E O MOMENTO MAIS Difícil "Obviamente que não ter ido a Paris foi muito duro. O esforço que eu fiz foi recompensado de outra maneira, foi recompensado mais de uma parte de satisfação de saber que dei tudo, e ao mesmo tempo, ainda não tendo conseguido a qualificação, senti-me uma espécie de super-heroína, de recuperar de uma lesão gigante – já falei disso muitas vezes – em cinco meses, quando me davam um ano. Nessa parte eu senti-me uma super-heroína, e isso de certa forma compensou, mas, obviamente, foi um dos [momentos] mais duros de processar. Demorei um tempo para realizar que isso não ia acontecer, que eu não ia estar em Paris, mas houve outros momentos duros também relacionados com os Jogos Olímpicos. As outras vezes em que eu não consegui ser medalhada foram também momentos muito duros para mim, mas não sei se a minha carreira teria sido a mesma se esses momentos não tivessem acontecido. Eu nem consigo pensar. Penso sempre que podia ter duas ou três medalhas olímpicas e tudo mais, mas ao mesmo tempo não acho que a minha carreira teria sido a mesma se isso tivesse acontecido dessa maneira, porque isso foi-me sempre dando motivação para outras coisas. Perdi o meu treinador também, o treinador da seleção. Se tiver de dizer algum momento, esse foi talvez o mais difícil. Perder o meu treinador António Matias na seleção. Acho que nada é mais importante que a vida, portanto... Depois, outros momentos foram difíceis, mas fizeram-me enquanto atleta, fizeram-me enquanto pessoa. E a minha carreira... Eu termino tão feliz com a minha carreira, que, se me dissessem para mudar alguma coisa, não mexia, com medo das consequências que isso poderia ter depois no resto. Custaram, mas ultrapassaram-se."
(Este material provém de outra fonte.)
PR #3706, opened 2024-06-21
#3135: Adds categorical support for shap.plots.scatter

hypostulate:
## Overview

Closes #3135

Adds categorical scatter support. Requires the Explainer to be setup in a method compatible with true category dtypes.

Note: One failing test was found _before_ feature was created. That test is still failing on this commit.

## Checklist

- [X] All [pre-commit checks](https://pre-commit.com/#install) pass.
- [X] Unit tests added (if fixing a bug or adding a new feature)

PR #3811, opened 2024-08-13
ENH: Improved typing and docs for scatter plot

### LINKED ISSUE #3804: Plot overhaul: scatter

connortann:
## Overview

Closes #3804

## Discussion

A number of refactoring improvements to `shap.plots.scatter`:

- Adds type hints for most parameters, and gets it passing with mypy
- Updates docstring to describe some missing params  (e.g. `overlay`), and explain the range of supported options (e.g. the axis limits)
- Returns `ax` if `show=False`
- Creates a few helper functions to parse the axis limits, to reduce the size of the mammoth main function
- Removes a bit of dead code relating to calling `legacy_dependence`
- Renames matplotlib import from `pl` to the canonical `plt`
- Replaces some `assert` statements with raising an appropriate `Exception`

There is still more to be done, but I think this is a manageable start.


connortann:
@thatlittleboy  I have updated this PR to fix some conflicts that arose from the merging of #3706 .

shap/plots/_scatter.py
```diff
@@ -71,101 +84,107 @@ def scatter(
         increase plot readability when a feature is discrete. By default, ``x_jitter``
         is chosen based on auto-detection of categorical features.
 
+    title: Optional str
```
thatlittleboy: I believe the numpydoc spec is to use `str, optional`, [REF](https://numpydoc.readthedocs.io/en/latest/format.html#parameters)

shap/plots/_scatter.py
```diff
@@ -528,7 +426,106 @@ def scatter(
...
+    if ax_max is None:
+        ax_max = float(nan_max + buffer)
+    return ax_min, ax_max
+
+
+def _suggest_x_jitter(values: np.ndarray) -> float:
+    """Suggest a suitable x_jitter value based on the unique values in the feature"""
+    unique_vals = np.sort(np.unique(values))
+    try:
+        # Identify the smallest difference between uniqu evalues
```
thatlittleboy:
```suggestion
        # Identify the smallest difference between unique values
```
small typo here

shap/plots/_scatter.py
```diff
@@ -71,101 +84,107 @@ def scatter(
...
         if show:
-            pl.show()
+            plt.show()
         return
 
     if len(shap_values.shape) != 1:
-        raise Exception(
-            "The passed Explanation object has multiple columns, please pass a single feature column to "
-            "shap.plots.dependence like: shap_values[:,column]"
+        raise ValueError(
```
thatlittleboy: I think DimensionError is better suited here.

shap/plots/_scatter.py
```diff
@@ -47,17 +55,22 @@ def scatter(
...
-        Typically a single column of an :class:`.Explanation` object (i.e.
-        ``shap_values[:,"Feature A"]``).
-        Alternatively, pass multiple columns to create several subplots.
+        Typically a single column of an :class:`.Explanation` object
+        (i.e. ``shap_values[:, "Feature A"]``).
+
+        Alternatively, pass multiple columns to create several subplots
+        (i.e. ``shap_values[:, ["Feature A", "Feature B"]]``).
 
     color : string or shap.Explanation
```
thatlittleboy: color is optional (it can be None), in which case no interaction feature is not plotted

```
color : string or shap.Explanation, optional
```

shap/plots/_scatter.py
```diff
@@ -1,36 +1,44 @@
...
+    xmin: LimitSpec = None,
+    xmax: LimitSpec = None,
+    ymin: LimitSpec = None,
+    ymax: LimitSpec = None,
+    overlay: dict[str, Any] | None = None,
+    ax: plt.Axes | None = None,
+    ylabel: str = "SHAP value",
+    show: bool = True,
 ):
     """Create a SHAP dependence scatter plot, colored by an interaction feature.
```
thatlittleboy:
```suggestion
    """Create a SHAP dependence scatter plot, optionally colored by an interaction feature.
```

shap/plots/_scatter.py
```diff
@@ -528,7 +426,106 @@ def scatter(
...
+    else:
+        return ax
+
+
+def _parse_limit(ax_limit: LimitSpec, ax_values: np.ndarray, is_shap_axis: bool) -> float | None:
+    """Handle axis limits in "percentile(float)" format or from Explanation objects"""
+    if isinstance(ax_limit, str):
+        if not ax_limit.startswith("percentile(") or not ax_limit.endswith(")"):
+            raise ValueError("Only strings of the format `percentile(x)` are supported.")
+        return np.nanpercentile(ax_values, float(ax_limit[11:-1]))
```
thatlittleboy: I suggest just do a try-except here instead, and do a `raise from`. Because there's still a case which is not covered: when `ax_limit[11:-1]` is not a number, then `float()` would throw an error.

shap/plots/_scatter.py
```diff
@@ -71,101 +84,107 @@ def scatter(
...
+    xmin, xmax, ymin, ymax : float, string, aggregated Explanation or None
+        Desired axis limits. Can be a float to specify a fixed limit.
 
-    xmax : float or string
-        Represents the upper bound of the plot's x-axis. It can be a string of the format
-        "percentile(float)" to denote that percentile of the feature's value used on the x-axis.
+        It can be a string of the format ``"percentile(float)"`` to denote that
+        percentile of the feature's value.
+
+        It can also be an aggregated column of a single column of an Explanation,
```
thatlittleboy:
```suggestion
        It can also be an aggregated column of a single column of an :class:`.Explanation`,
```

shap/plots/_scatter.py
```diff
@@ -71,101 +84,107 @@ def scatter(
...
-            "shap.plots.dependence like: shap_values[:,column]"
+        raise ValueError(
+            "The passed Explanation object has multiple columns. Please pass a single feature column to "
+            "shap.plots.scatter like: shap_values[:, column]"
         )
 
     # this unpacks the explanation object for the code that was written earlier
     feature_names = [shap_values.feature_names]
-    ind = 0
+    ind: Any = 0
```
CloseChoice: `int` is not working here?

shap/plots/_scatter.py
```diff
@@ -248,49 +244,9 @@ def scatter(
     categorical_interaction = False
 
     # create a matplotlib figure, if `ax` hasn't been specified.
-    if not ax:
+    if ax is None:
```
CloseChoice, line 245: we are doing the opposite here than compared to the previous version. I don't see how the previous case (including the recursion) is handled. Unfortunately I believe the plots are not really well covered by tests.

shap/plots/_scatter.py
```diff
@@ -71,101 +84,107 @@ def scatter(
...
-        nan_min = np.nanmin(shap_values.values)
-        nan_max = np.nanmax(shap_values.values)
-        if ymin is None:
-            ymin = nan_min - (nan_max - nan_min) / 20
-        if ymax is None:
-            ymax = nan_max + (nan_max - nan_min) / 20
-        # FIXME: the following code ignores any passed in `ax`
-        _ = pl.subplots(1, len(inds), figsize=(min(6 * len(inds), 15), 5))
+        ymin = _parse_limit(ymin, shap_values.values, True)
+        ymax = _parse_limit(ymax, shap_values.values, True)
```
thatlittleboy: nit: I generally oppose specifying arguments like "True" as a positional arg because it is not clear what it refers to, and is particularly prone to bugs, e.g. if we change from `is_shap_axis` to `is_y_axis` but forget to change from True->False here.

So I would suggest:

```suggestion
        ymin = _parse_limit(ymin, shap_values.values, is_shap_axis=True)
        ymax = _parse_limit(ymax, shap_values.values, is_shap_axis=True)
```

and same for the other calls to `_parse_limit` below.

CloseChoice (changes requested):

shap/plots/_scatter.py
```diff
@@ -528,7 +426,106 @@ def scatter(
...
+    return ax_min, ax_max
+
+
+def _suggest_x_jitter(values: np.ndarray) -> float:
+    """Suggest a suitable x_jitter value based on the unique values in the feature"""
+    unique_vals = np.sort(np.unique(values))
+    try:
+        # Identify the smallest difference between uniqu evalues
+        diffs = np.diff(unique_vals)
+        min_dist = np.min(diffs[diffs > 1e-8])
```
thatlittleboy, line 466: cmiiw, but isn't it possible that `diffs` here will all contain `diffs > 1`?
In which case, your implementation would be different from the version before refactoring, which essentially does a `min(*diffs, 1)` 

image

shap/plots/_scatter.py
```diff
@@ -214,31 +233,8 @@ def scatter(
     ind = convert_name(ind, shap_values_arr, feature_names)
```
thatlittleboy: `ind` is set to 0 above 

image

so this call to `convert_name` is pretty much just dead code. (`convert_name` only does something if the input is a string)

shap/plots/_scatter.py
```diff
@@ -214,31 +233,8 @@ def scatter(
...
-            if x_jitter == "auto":
-                x_jitter = min_dist * 0.1
-        else:
-            # categorical = True
-            if x_jitter == "auto":
-                x_jitter = min_dist * 0.2
+        x_jitter = _suggest_x_jitter(features[:, ind])
 
     # guess what other feature as the stongest interaction with the plotted feature
     if not hasattr(ind, "__len__"):
```
thatlittleboy: similarly here: `ind` will never have the `__len__` attribute, it's the literal 0.

thatlittleboy (changes requested):

shap/plots/_scatter.py
connortann: Yes, I believe that is correct. However, I think this change is desirable.

Up until 4 days ago, the `min_dist` was simply the minimum distance between points:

APRENDER A REAGIR AO SUCESSO E AO Insucesso "Nós costumamos dizer que o judo nos humilha [risos]. Num dia a pessoa ganha, no dia a seguir a pessoa perde. Acho que foi um processo gradual, natural também. Houve momentos em que eu pensava que era intocável, que parecia que era tudo fácil de acontecer, que era facílimo ganhar. Eu ganhava combates em segundos. No judo não é assim tão comum. E era um atrás do outro a ganhar em segundos. Então às vezes tudo me parecia muito fácil, mas o judo é uma modalidade que nos ensina sempre a ser humildes. E foi um processo natural, porque, sempre que eu achei que era intocável, o judo veio mostrar-me que não era intocável e que tinha de continuar a trabalhar. E fui aprendendo a ser essa pessoa, a saber que tinha de valorizar as vitórias, mas que também tinha de saber lidar com as derrotas. E via isso como uma conquista também, porque, se a pessoa tem controlo emocional em ambas as situações, estamos sempre a ganhar. Digo sempre que, quando vamos lutar, se temos controlo emocional durante o combate, já estamos a ganhar, porque não estamos a dar nada ao nosso adversário. Então, isso também foi algo que eu fui tentando melhorar e foi algo que fui aprendendo. Às vezes à força, mas fui aprendendo."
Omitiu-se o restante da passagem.